A total of 22 library aides have lost their jobs in the Los Angeles Unified School District (LAUSD) for the 2015–16 school year even as the district increased its budget by $850,000 from last year.
A total of 22 library aides have lost their jobs in the
Los Angeles Unified School District (LAUSD) for the 2015-2016 school year even as the district increased its
budget by $850,000 from last year. A budget of $7.8 billion was approved by the Los Angeles Board of Education on June 23, which includes a 10 percent pay raise for teachers and administrators.

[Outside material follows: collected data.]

PR #1393, opened 2024-06-12
BUGFIX: Fix wrong position name in ns.formulas.work.companyGains

### LINKED ISSUE #1220: formulas.companyGains uses incorrect job position for Senior Software Consultant, Senior Business Consultant, Part-time Employee and Part-time Waiter
Can be seen by comparing the values gotten from

```
ns.singularity.getCompanyPositionInfo(company, position).salary
 * ns.getPlayer().mults.work_money
 * bitnode_multiplier_for_work_money
```

vs.

```
ns.formulas.work.companyGains(ns.getPlayer(), company, position, 0).money
```

The values match for all company / job position combinations except for Senior Software Consultant, Senior Business Consultant, Part-time Employee and Part-time Waiter. The result gotten from ns.formulas matches the salary of Software Consultant, Business Consultant, Employee and Waiter, respectively. As far as I can tell, that is because formulas uses findEnumMember from https://github.com/bitburner-official/bitburner-src/blob/v2.6.0/src/utils/helpers/enum.ts and that returns the first enum member that is a substring of the parameter.

singularity.getCompanyPositionInfo doesn't use findEnumMember and gives correct values.

Bitburner version: v2.6.0 (8154a4613) on https://bitburner-official.github.io/

catloversg:
`findEnumMember` was added in #212. It allows fuzzy matching of player input with enum members. In #596, Snarling added `getEnumHelper` that has many features, including fuzzy matching. Nowadays, we mostly use `getEnumHelper.nsGetMember` instead of `findEnumMember`. In my opinion, this is a good move, because allowing the player to use the "fuzzy" value when calling NS APIs will create potential bugs in the future.

`findEnumMember` is still used in these places:
- `fromJSON` in `src\Work\ClassWork.tsx`. This is fine.
- Singularity API: `ns.singularity.universityCourse` and `ns.singularity.gymWorkout`.
- Formulas API: `ns.formulas.work.gymGains`, `ns.formulas.work.universityGains`, `ns.formulas.work.factionGains`, and `ns.formulas.work.companyGains`.

The usage of `findEnumMember` in `ns.formulas.work.companyGains` creates the bug in #1220. This PR fixes that specific bug.

I also want to discuss changing other APIs that use `findEnumMember` (check the list above). It does not make sense to enforce the check of enum values in most places but to allow "fuzzy" values in other places. For example, in `ns.formulas.work.gymGains`, we check the location name with `getEnumHelper("LocationName").nsGetMember`, but allow the "fuzzy" value for `_classType`.
Technically, this is a breaking change, but I think it's a good one.
@Snarling @d0sboots What are your opinions?

I found many other places that use `.toLowerCase` to accept "fuzzy" values, but I will leave them there and make the change in v3.0.

Fixes #1220.

### DIFF
--- a/src/NetscriptFunctions/Formulas.ts
+++ b/src/NetscriptFunctions/Formulas.ts
@@ -26,15 +26,7 @@ import {
   calculateGrowTime,
   calculateWeakenTime,
 } from "../Hacking";
-import {
-  CityName,
-  CompletedProgramName,
-  FactionWorkType,
-  GymType,
-  JobName,
-  LocationName,
-  UniversityClassType,
-} from "@enums";
+import { CityName, CompletedProgramName, FactionWorkType, GymType, LocationName, UniversityClassType } from "@enums";
 import { Formulas as IFormulas, Player as IPlayer, Person as IPerson } from "@nsdefs";
 import {
   calculateRespectGain,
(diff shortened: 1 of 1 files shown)


d0sboots:
I think the general cleanup is a good idea, but it should happen at a major version bump because there *will* be people relying on the current fuzzy matching.

PR #1394, opened 2024-06-12
BLADEBURNER: Fix NaN in getSuccessRange

catloversg:
A player reported that their `Raid` operation showed `Estimated success chance: 0.0% ~ NaN%`. This happens when `popEst=0` and `comms=0`. `popEst=0` makes `r=Infinity`, `comms=0` makes `high=0`, and `0*Infinity=NaN`. This PR fixes this problem.

### DIFF
--- a/src/Bladeburner/Actions/Action.ts
+++ b/src/Bladeburner/Actions/Action.ts
@@ -146,9 +146,19 @@ export abstract class ActionClass {
     let high = real + diff;
     const city = bladeburner.getCurrentCity();
     let r = city.pop / city.popEst;
-    if (Number.isNaN(r)) r = 0;
-    if (r < 1) low *= r;
-    else high *= r;
+    if (Number.isNaN(r)) {
+      r = 0;
+    }
+    if (r < 1) {
+      low *= r;
+    } else {
+      // This happens when the action is Raid, popEst=0, and comms=0.
+      if (high === 0 && r === Infinity) {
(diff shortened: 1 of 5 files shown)


src/Bladeburner/Actions/Action.ts
```diff
@@ -146,9 +146,19 @@ export abstract class ActionClass {
...
-    if (Number.isNaN(r)) r = 0;
-    if (r < 1) low *= r;
-    else high *= r;
+    if (Number.isNaN(r)) {
+      r = 0;
+    }
+    if (r < 1) {
+      low *= r;
+    } else {
+      // This happens when the action is Raid, popEst=0, and comms=0.
```
d0sboots: I think you can simplify this to just `high *= clamp(r)`, which is easier to reason about.

catloversg: Do you mean to simplify the entire `if (high === 0 && r === Infinity) { high = 0; } else { high *= r; }` to `high *= clamp(r)`?
I don't think we can do that. `r` can be greater than 1. For example, if `city.pop` is 2x`city.popEst`, `r` is 2.
We may use the `clampNumber` function: `high *= clampNumber(r)`.

d0sboots: Ah yes, that is what I meant. The new function Caldwell added for dealing with this type of issue.

PR #1399, opened 2024-06-15
MISC: Remove mention of re-sleeving

catloversg:
This PR removes the remaining mentions of the re-sleeving feature.


d0sboots:
Oh huh, *that's* what resleeving was.

PR #1401, opened 2024-06-15
BUGFIX: Re-added rm deleting all files

G4mingJon4s:
This fixes an issue created by #1378, where the player can't delete certain file-types.

### DIFF
--- a/src/Terminal/commands/rm.ts
+++ b/src/Terminal/commands/rm.ts
@@ -1,9 +1,7 @@
 import { Terminal } from "../../Terminal";
 import { BaseServer } from "../../Server/BaseServer";
 import { PromptEvent } from "../../ui/React/PromptManager";
-import { hasScriptExtension } from "../../Paths/ScriptFilePath";
-import { hasTextExtension } from "../../Paths/TextFilePath";
-import type { Directory } from "../../Paths/Directory";
+import { isDirectoryPath, type Directory } from "../../Paths/Directory";
 import type { IReturnStatus } from "../../types";
 import type { FilePath } from "../../Paths/FilePath";
 
@@ -39,7 +37,7 @@ export function rm(args: (string | number | boolean)[], server: BaseServer): voi
   const files: FilePath[] = [];
 
   for (const target of targets) {
-    if (!hasTextExtension(target) && !hasScriptExtension(target)) {
+    if (isDirectoryPath(target) || !/\..+$/.test(target)) {
       const dirPath = Terminal.getDirectory(target);
       if (dirPath === null) return Terminal.error(errors["invalidDir"](target));
       if (!recursive) return Terminal.error(errors["dirsProvided"]());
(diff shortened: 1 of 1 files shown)


src/Terminal/commands/rm.ts
```diff
@@ -57,6 +55,19 @@ export function rm(args: (string | number | boolean)[], server: BaseServer): voi
     for (const file of server.scripts.keys()) {
       if (file.startsWith(dir)) files.push(file);
     }
+    for (const file of server.textFiles.keys()) {
+      if (file.startsWith(dir)) files.push(file);
+    }
+    for (const file of server.messages) {
+      if (file.endsWith(".msg")) continue;
```
d0sboots, line 62: This seems like the intention is to avoid deletion of messages, but in that case, why are you even iterating this array? Especially since `server.removeFiles` doesn't work on messages.

src/Terminal/commands/rm.ts
```diff
@@ -39,7 +37,7 @@ export function rm(args: (string | number | boolean)[], server: BaseServer): voi
   const files: FilePath[] = [];
 
   for (const target of targets) {
-    if (!hasTextExtension(target) && !hasScriptExtension(target)) {
+    if (isDirectoryPath(target) || !/\..+$/.test(target)) {
```
d0sboots, line 40: This won't work.

There is *no* way to tell whether or not something is a directory, just by looking at its filename. For instance, the path `/foo.txt/blar.txt` is valid, so `/foo.txt` could be a file or a directory. So you can only tell that a path is a directory from it being a validly-constructed path (`Terminal.getDirectory` returns non-null) *and* it's not itself a file *and* it is a prefix of some existing files.

d0sboots (commented):
Most of this is good, but there is a significant issue.

d0sboots:
I made my own continuation of this in #1404 because it was rather involved, please take a look and let me know (otherwise, I'll likely submit it in a day or so so that `rm` doesn't stay broken).

src/Terminal/commands/rm.ts
G4mingJon4s: The `server.messages` array contains the `.msg` files and the `.lit` files, so I iterate over the array and filter out all of the `.msg` files, since these can not be deleted.

src/Terminal/commands/rm.ts
G4mingJon4s: I'm not quite sure how to properly handle the directory names, since the file-system is one big mess.
During my testing I found out that there can be directories and files with the same name.
I tried to avoid the problem here and did the following:
- If the target has no extension, it is a directory. That's the check for a match against the regex.
- Else, the function `isDirectoryPath` handles how the input should be properly formatted. If there is `a.js` as a file and a directory, the input `a.js/` will reference the directory and not the file.

d0sboots:
I've merged the follow-on #1404, so this version should be unneeded now.

PR #1407, opened 2024-06-18
MISC: Blade Burner API access and Blades Simulacrum update

Sphyxis:
As per a conversation in Dev:
https://discord.com/channels/415207508303544321/459097632896188436/1251988703132254229

This update unlocked the Blade Burner API upon completion of, and while you are within BN's 6 and 7.
The BN descriptions have been updated to show this change.

As well, the Blades Simulacrum augment is now a reward for completing BN 7.3.  It is only given upon first initialization of Blade Burner.

Looking for conversation around what the BN description should be changed to.

Text changes in the BN's posted as well
BN7Screenshot 2024-06-17 210216
BN6Screenshot 2024-06-17 210151

### DIFF
--- a/src/BitNode/BitNode.tsx
+++ b/src/BitNode/BitNode.tsx
@@ -198,13 +198,14 @@ export function initBitNodes() {
         <br />
         <br />
         In this BitNode you will be able to access the {FactionName.Bladeburners} Division at the NSA, which provides a
-        new mechanic for progression.
+        new mechanic for progression and through the {FactionName.Bladeburners} API, which allows you to access{" "}
+        {FactionName.Bladeburners} functionality through Netscript.
         <br />
         <br />
         Destroying this BitNode will give you Source-File 6, or if you already have this Source-File it will upgrade its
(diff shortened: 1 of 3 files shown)


d0sboots:
I'm for this in general, the whole issue with BN6 feeling redundant (especially since it comes first) is real. I vaguely remember the discussion (it happened across multiple channels), I don't remember if @Snarling signed off on it or not.

Alpheus:
Bump, this is a great change!

d0sboots:
I seem to recall this had a significant community consensus. If this is still the case, I'm good with doing this without waiting for Snarling.

Sphyxis:
I've seen comments as recent as the beginning of this month going over what order to do things in.  It's still being talked about and still an issue afaik.

d0sboots:
Oh, I know for a fact that people doing BN6 by first by "accident" is still an issue (and will continue to be one until we do something about it.) But just because we agree there is a problem, doesn't mean we agree on the solution. XD

I was more referring to, if there is community consensuses that *this* is a good solution to the issue.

But layoffs are also on the books—including 261 teachers from adult education, with additional layoffs of secretaries, teaching aides and library aides, among other positions, according to the
Los Angeles Times. A budget correction, expected the second week of July, will reduce the number of layoffs, says Gayle Pollard-Terry, LAUSD’s senior deputy director of communications and media relations, by email. “If the state provides extra funds, the layoffs will be rescinded,” she wrote. Still, making layoffs doesn’t make sense to former Los Angeles school board member and classroom teacher David Tokofsky, who says there should be more than enough funds to cover pay raises and to keep current staff, if not add more. “There is so much money,” he says. “The question really should be how much more should we be adding to our librarians and libraries.” LAUSD had prioritized the re-opening of all of its elementary school libraries with three-hour library aides approved for the 2014-2015 school year.. But as of April 2015, about 60 elementary schools were
reportedly still without the library aides needed to run their libraries. (California state law dictates that school libraries be run by trained staff—and not volunteers.) One such library aide, Franny Parrish, is being reassigned to another school for the coming school year. She says those library aides being laid off are some of its newest hires. Parrish says that to re-open elementary school libraries, LAUSD began having library aides split locations. The problem is many were assigned, or asked to cover areas that were far from where they lived. “With gas at $4 a gallon, it was hard to place people,” says Parrish, a library aide with LAUSD at
Dixie Canyon Elementary School in Sherman Oaks, and political action chair for the
California School Employees Association, a union that represents library aides. “We got a lot of new people, but we had trouble filling positions that were out of the way.” Multiple requests to speak with LAUSD staff by phone were not granted. Instead, LAUSD responded to questions by email when asked how many layoffs would be reduced if additional funds were awarded by the state. “Both the superintendent and the Board of Education members indicated at the meeting on Tuesday that a priority is rescinding all layoffs for 2015-16,” stated Pollard-Terry by email.